Farage is a man who saw the floundering self-destruction of human pustule Nick Griffin and the BNP and thought to himself, “Ah, I see where they’re going wrong!” I don’t believe that Farage is a racist for a second. I don’t believe that Farage would care less if Romanians moved in next door. I highly doubt he believes there’s any “immigration crisis”, since he – like every other politician – knows there isn’t one. Farage is something far more creepy and frightening – he’s a man who’s spotted that he can use racism, fear and bigotry to his advantage. He has realised that there is enough stupidity and spite amongst the British public that he can leverage it for power and money. His own life and behaviour demonstrates there is no ideology behind his actions – instead just a cold, calculated, cynical manipulation of the most vulnerable, or the most unpleasant. He spotted a way to convert ignorance into power. He’s crafted a party that is racist and bigoted, as a means to an end.

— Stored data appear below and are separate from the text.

PR #512, opened 2020-08-10
Mark invalid manifests in Secscan V4

josephschorr:
If we get an invalid manifest when indexing, we now mark the manifest
as invalid for security indexing

Fixes https://issues.redhat.com/browse/PROJQUAY-949

### DIFF
--- a/data/secscan_model/secscan_v4_model.py
+++ b/data/secscan_model/secscan_v4_model.py
@@ -214,6 +214,28 @@ class V4SecurityScanner(SecurityScannerInterface):
         for candidate, abt, num_remaining in iterator:
             manifest = ManifestDataType.for_manifest(candidate, None)
             layers = registry_model.list_manifest_layers(manifest, self.storage, True)
+            if layers is None:
+                logger.warning(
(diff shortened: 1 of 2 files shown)


data/secscan_model/secscan_v4_model.py
```diff
@@ -214,6 +214,28 @@ def needs_reindexing_query(indexer_hash):
         for candidate, abt, num_remaining in iterator:
             manifest = ManifestDataType.for_manifest(candidate, None)
             layers = registry_model.list_manifest_layers(manifest, self.storage, True)
+            if layers is None:
```
alecmerdler, line 217: Should we add a test for this?

josephschorr: Yes, we should, but I wanted to get this fixed for QE. Should I do so as a followup or would you like to do so?

alecmerdler: We can do it as a followup.

josephschorr: Added it to this PR

PR #508, opened 2020-08-07
PROJQUAY-941 - Initialize the swift retry count correctly so that it is never None

kleesc:
**Issue:** https://issues.redhat.com/browse/PROJQUAY-941

**Changelog:** 

**Docs:** 

**Testing:** 

**Details:** 

------
(_This section may be deleted._)
**All fields are required.** If a field is not applicable (eg. no relevant CHANGELOG.md), specify "none" or "n/a".

Issue: This is the PROJQUAY jira reference. Pull-request title must start with issue name "PROJQUAY-1234 - ".

Changelog: One line description to be added to CHANGELOG.md during release builds. Typically starts with "Added:", "Fixed:", "Note:", etc.

Docs: Detailed description of changes necessary to docs.projectquay.io. Examples would be addition of config.yaml, indication of UI changes and screenshot impact, and changes in behavior of features.

Testing: Detailed description of how to test changes manually. This section combined with the _Docs_ section above must be sufficiently clear for full test cases to be performed.

Details: Other information meant for pull-request reviewers and developers.

PR #513, opened 2020-08-10
Fallback to reading 0 bytes if readable is not implemented.

kleesc:
Gunicorn will wrap the wsgi stream in its own wrapper class (see `class Body`).
This class is not compliant with the file-object api from Python (missing `readable`).

This issue never showed up before because of
https://github.com/quay/quay/blob/master/storage/swift.py#L418 always evaluating to `False` in Python2 which
was fixed by https://github.com/quay/quay/pull/508.

**Issue:** https://issues.redhat.com/browse/PROJQUAY-941

**Changelog:** 

**Docs:** 

**Testing:** 

**Details:**

### DIFF
--- a/util/registry/test/test_filelike.py
+++ b/util/registry/test/test_filelike.py
@@ -149,3 +149,69 @@ def test_slice_explictread():
     assert stream.read(2) == b"is"
     assert stream.read(5) == b" a"
     assert len(b"is a") == stream.tell()
+
+
+def test_non_filelike_obj_read_limit():
+    from gunicorn.http.body import Body
+
+    content = b"this will not really be a real fileobj"
+    fileobj = BytesIO(content)
+    body = Body(fileobj)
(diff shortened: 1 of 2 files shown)


util/registry/test/test_filelike.py
```diff
@@ -149,3 +149,12 @@ def test_slice_explictread():
...
     assert len(b"is a") == stream.tell()
+
+
+def test_non_filelike_obj():
+    from gunicorn.http.body import Body
+
+    fileobj = BytesIO(b"this will not really be a real fileobj")
+    body = Body(fileobj)
+    ls = LimitingStream(body)
+    assert ls.readable()
```
josephschorr, line 160: Execute a read as well, and ensure it finds the correct data and is limited

kleesc: Done

PR #518, opened 2020-08-12
Fix label application to manifests

josephschorr:
We now apply labels to manifests in batches as an optimization and we
now apply the *action* labels to tags whenever they are moved,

The fear of recognising that large numbers of people are ignorant is perhaps the largest inhibitor of our rationalising and responding to Farage and UKIP, and their significant success in the European elections. The press do not go near it, either for fear of insulting their readership or appearing elitist and out of touch. Let alone recognising bigots as bigots. In the build up to the elections, I frequently saw reporters interviewing people on the streets regarding their reasons for voting UKIP, who invariably began with “I’m not racist, but…”, and then went on to say something horrendously ignorant and racist, based in fear and hate. And then rather than reacting to this, or acknowledging it as such, or questioning the claims, reporters would turn back to the camera and say, “And that’s the message we’re hearing on the streets today. Back to you in the studio.” Wildly stupid comments, based on parroting whatever idiocy had been written on the front page of that day’s Daily Express, about how “all the…” people of one nationality or another were stealing our wives, or eating our jobs. Instead, like the businesses they obviously are and need to be, the various press organisations rushed to attempt to accommodate these views, appeal to them, and sell their products.

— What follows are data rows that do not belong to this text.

PR #533, opened 2020-08-25
Added config-tool as startup script

jonathankingfc:
**Issue:** https://issues.redhat.com/browse/PROJQUAY-1008

**Changelog:** 
- Added config-tool script to startup
- Quay container will show errors and exit on startup if configuration is invalid. 

**Docs:** 
-N/A

**Testing:** 
- Being sent to QE

**Details:** 
- N/A
------

### DIFF
--- a/conf/init/01_validate_config.sh
+++ b/conf/init/01_validate_config.sh
@@ -1,0 +1,6 @@
+#! /bin/sh
+QUAYPATH=${QUAYPATH:-"."}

The reality is, an enormous number of people are ignorant, and more seriously, determinedly unwilling to learn. This fuels bigotry, and bigotry fuels extremism. Tell someone who is willing to consider, research and investigate information that Romanians are stealing their jobs and jobless Bulgarians are living in platinum mansions paid for by their personal tax alone, and they’ll discover neither is true. Tell someone who is wilfully ignorant, or unequipped to learn, and this will rationalise that which they do not like, and develop bigotry.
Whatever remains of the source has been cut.